London. Das Schicksalsreferendum der Briten am kommenden Donnerstag über ihre Zukunft in oder außerhalb der EU könnte auch die politische Landschaft auf der Insel umpflügen. Im Folgenden ein Überblick über Protagonisten der Brexit-Debatte - und was der Ausgang für sie bedeuten könnte.
PRO-EU-LAGER
DAVID CAMERON
Der Premierminister setzte das Referendum im vergangenen Jahr an, um die EU-Skeptiker in den Reihen seiner konservativen Tories zum Schweigen zu bringen. Seit er der EU eine Reform abtrotzte, um die Einwanderung zu begrenzen, wirbt er an vorderster Front für den Verbleib. Gewinnt am 23. Juni das Brexit-Lager, könnte Cameron als Premier in die Geschichte eingehen, der aus taktischem Kalkül die Zukunft seines Landes riskierte.
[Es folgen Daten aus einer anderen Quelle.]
PR #37, opened 2026-04-07
Report empty descriptions

### LINKED ISSUE #28: Make `@jupyter/plugin-description` rule more verbose.
### Description
Originally posted by copilot on: https://github.com/jupyterlab/eslint-plugin/pull/27#discussion_r2936234968
> hasDescriptionProperty() returns false for an empty-string literal, but the rule always reports messageId: 'missingDescription'. That makes the error message inaccurate and leaves the emptyDescription message unused. Consider distinguishing between “missing” vs “present but empty” (e.g., return a tri-state / enum from the helper) and report emptyDescription when the property exists but is an empty/whitespace-only literal.

Darshan808:
### Description
- Updated `jupyter/plugin-description` rule to also report empty descriptions, in addition to missing descriptions.

### DIFF
--- a/src/rules/plugin-description.ts
+++ b/src/rules/plugin-description.ts
@@ -7,10 +7,19 @@ import { createRule } from '../utils/create-rule';
 import { TSESTree } from '@typescript-eslint/types';
 import { getJupyterPluginKind, getPluginId } from '../utils/plugin-utils';
 
+type DescriptionStatus = 'missing' | 'empty' | 'present';
+
 /**
- * Checks if an object expression has a description property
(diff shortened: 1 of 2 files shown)


krassowski (commented):
Looks good to me, will double check with copilot

krassowski (approved):
Feel free to address od ignore the suggestions, no preference from my side.

Darshan808:
I'm confused regarding the failure in downstream tests on JupyterLab, even though the lint tests pass on the `main` branch of core.

PR #38, opened 2026-04-08
Fix downstream lint config

Darshan808:
Identified in #37 

### Description

Downstream linting wasn't running completely because `parserOptions.project` was not set in our downstream linting config.  
As a result, there was no type-checking, and type-aware linting rules were not running properly.

This PR fixes the issue by supplying `parserOptions.project` in the linting configs of downstream projects, enabling proper type-aware linting.


krassowski (approved):
Thanks!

Er könnte sich dann "keine 30 Sekunden länger" im Amt halten, meint sein Parteifreund Ex-Justizminister Ken Clarke. Auch bei einem nur knappen Sieg der EU-Befürworter würde Camerons Stuhl zu wackeln beginnen.
JEREMY CORBYN
Der Labour-Chef vom linken Rand zögerte lange, für den EU-Verbleib zu kämpfen, und besonders laut ist seine Stimme nach wie vor nicht. Im Herzen steht er der EU wohl weiter reserviert gegenüber, hebt aber inzwischen immerhin ihre Leistungen hervor, um Arbeitnehmer und Verbraucher vor einem ungezügelten Kapitalismus zu schützen. Corbyns sechs Amtsvorgänger treten wesentlich klarer für den EU-Verbleib ein.
SADIQ KHAN
Der erste Bürgermeister Londons mit muslimischen Wurzeln und neuer Stern bei Labour schloss am 30. Mai einen Pakt mit Cameron, um den Brexit abzuwehren. Khan hat vor allem die Interessen des Finanzplatzes London im Blick. Der EU-Austritt könnte tausende, wenn nicht zehntausende Banker auf das EU-Festland treiben, weil sie von London aus ihre Geschäfte nicht mehr so leicht betreiben könnten. Der 45-Jährige wird schon als möglicher Nachfolger Corbyns an der Spitze der Labour Party gehandelt.
NICOLA STURGEON
Die Premierministerin von Schottland und Parteichefin der Schottischen Nationalpartei (SNP) warb von Beginn an für den EU-Verbleib. Sollte Schottland am 23. Juni pro Brüssel stimmen, während das Vereinigte Königreich insgesamt dagegen votiert, könnte sie einen neuen Anlauf zur Abspaltung Schottlands nehmen. Ein Brexit würde dies rechtfertigen, lautet ihre Drohung.
PRO-BREXIT
BORIS JOHNSON
Der Ex-Bürgermeister von London fährt seit Wochen in einem Bus quer durch Großbritannien und ruft die Briten auf, sich "die Kontrolle zurückzuholen". Im Kampf gegen Brüssel hat der Tory-Widersacher Camerons jede Beißhemmung verloren, er verglich die EU sogar mit Hitler, weil sie den ganzen europäischen Kontinent beherrschen wolle. Sollte die Mehrheit der Briten am 23. Juni seinem Aufruf folgen, dann gilt er als möglicher Nachfolger Camerons.
NIGEL FARAGE
Der Rechtspopulist und Chef von UKIP (UK Independence Party) hat den EU-Ausstieg zu seinem Lebensziel erkoren. Dabei sitzt er seit 17 Jahren im EU-Parlament, während er auf der Insel kein einziges Wahlamt innehat. Nicht zuletzt wegen fremdenfeindlicher Tendenzen in seiner Partei wurde Farage - der mit einer Deutschen verheiratet ist - nicht ins offizielle "Vote Leave"-Lager aufgenommen, das Johnson leitet. Welche Rolle er im Falle seines größten Triumphs künftig spielen könnte, ist unklar.
TORY-MINISTER
Gleich mehrere Mitglieder von Camerons Kabinett werben für den Brexit: Michael Gove, John Whittingdale, Chris Grayling und Theresa Villiers sowie Beschäftigungsstaatssekretärin Priti Patel. Ein Brexit könnte die Rebellen in die oberste Führungsriege katapultieren. Ein Verbleib würde sie wohl ihre Ämter kosten.